The simplest (and in some ways the best) stereo system was invented in 1881, when Monsieur Clement Ader placed two microphones about eight inches apart (the average distance between the ears) on stage at the Paris Opera where a concert was being performed. He relayed these signals over telephone lines to two telephone ear pieces at the Paris Exhibition of Electricity. The amazed listeners were able to hear, by holding one ear piece to each ear, a remarkably lifelike impression that they too were sat in the Opera audience. This was the first public demonstration of binaural stereophony, the word binaural being derived from the Latin for two ears.

 

The techniques of binaural stereophony, little different from this original, have been exploited many times in the century since the first demonstration.
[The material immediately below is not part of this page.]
PR #136, opened 2018-09-12
Return 1 on caught exceptions from launch

dhood:
Noticed this when writing tests that purposefully enter this case. (https://github.com/ros2/launch/pull/135/files#diff-25cebd7b45bcde9d178003dca93986abR30)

However, psycho-physicists and audiologists have gradually realised that considerable improvements can be made to the simple spaced microphone system by encapsulating the two microphones in a synthetic head and torso. The illusion is strengthened still more if the dummy head is provided with artificial auricles (external ears or pinnae). The binaural stereophonic illusion is improved by the addition of an artificial head and torso and external ears because it is now known that sound interacts with these structures before entering the ear canal. If, in a recording, microphones can be arranged to interact with similar features, the illusion is greatly improved in terms of realism and accuracy when the signals are relayed over headphones. This is because headphones sit right over the ears and thus do not interact with the listener's anatomy on the final playback.

 

Binaural audio is theoretically capable of recreating perfect, accurate sound-fields; apparently reproducing sounds from all directions at the ears of the listener and the system only requires two, discrete recoding channels, so it is therefore efficient in engineering terms too. However, some important limitations should be noted: Firstly, by making mouldings of experimental subject's pinnae, experiments have consistently shown that subjects are far better at judging the direction of sounds when utilising their "own" pinnae than when listening with another person's external ear mouldings. It seems that via childhood experience we learn to listen with our "own ears". This would not be such a depressing limitation were it not for the fact that every person's pinnae are as unique as their finger prints. Secondly, and most damning of all, there appears to be a very real commercial drawback imposed by the system's method of signal presentation over headphones. Music listening is both a shared activity and a process which is shared with other activities and headphones prevent both.

 

 

 

 

Crosstalk-cancellation

 

The desire to re-create spatial sound-fields without headphones has been recognised since the very earliest experiments with stereophony. However, if the signals from a dummy head recording are replayed over two loudspeakers placed in the conventional stereophonic listening arrangement (as shown below),

 

Figure 2 - Crosstalk signals in loudspeaker stereo

 

 

the results are very disappointing. The reason for this is the two unwanted crosstalk signals: the signal emanating from the right loudspeaker which reaches the left ear; and the signal emanating from the left loudspeaker which reaches the right ear as shown. These signals result in a failure to reproduce the correct interaural time delay cues at low frequencies. Several researchers have proposed and constructed systems in which complementary cancelling signals were fed to the speakers to cancel these crosstalk signals (Roland RSS System & Thorn EMI Sensaura). Unfortunately, to work well, the system required that the listener held one, very precise position, a situation which invalidated the convenience and companionship of loudspeaker listening.

 

Two-Loudspeaker Stereophony

 

Two loudspeaker stereophony has restricted ambitions compared with binaural stereo. When listening to music on a two-channel, loudspeaker, stereo audio system, a sound "image" is spread out in the space between the two loudspeakers. The reproduced image thus has some characteristics in common with the way the same music is heard in real-life - that is, with individual instruments or voices (known as phantom images) each occupying, to a greater or lesser extent, a particular and distinct position in space. However, insofar as this process is concerned with creating and re-creating a "sound-event", it is limited in that the image is flat and occupies only the space bounded by the loudspeakers. Nevertheless, the system has proved popular and endured for fifty years as the staple presentation of audio. Only in the last ten or so years have multi-channel systems become a reality, which aim to produce artificial sound-fields which surround or "immerse" the listener.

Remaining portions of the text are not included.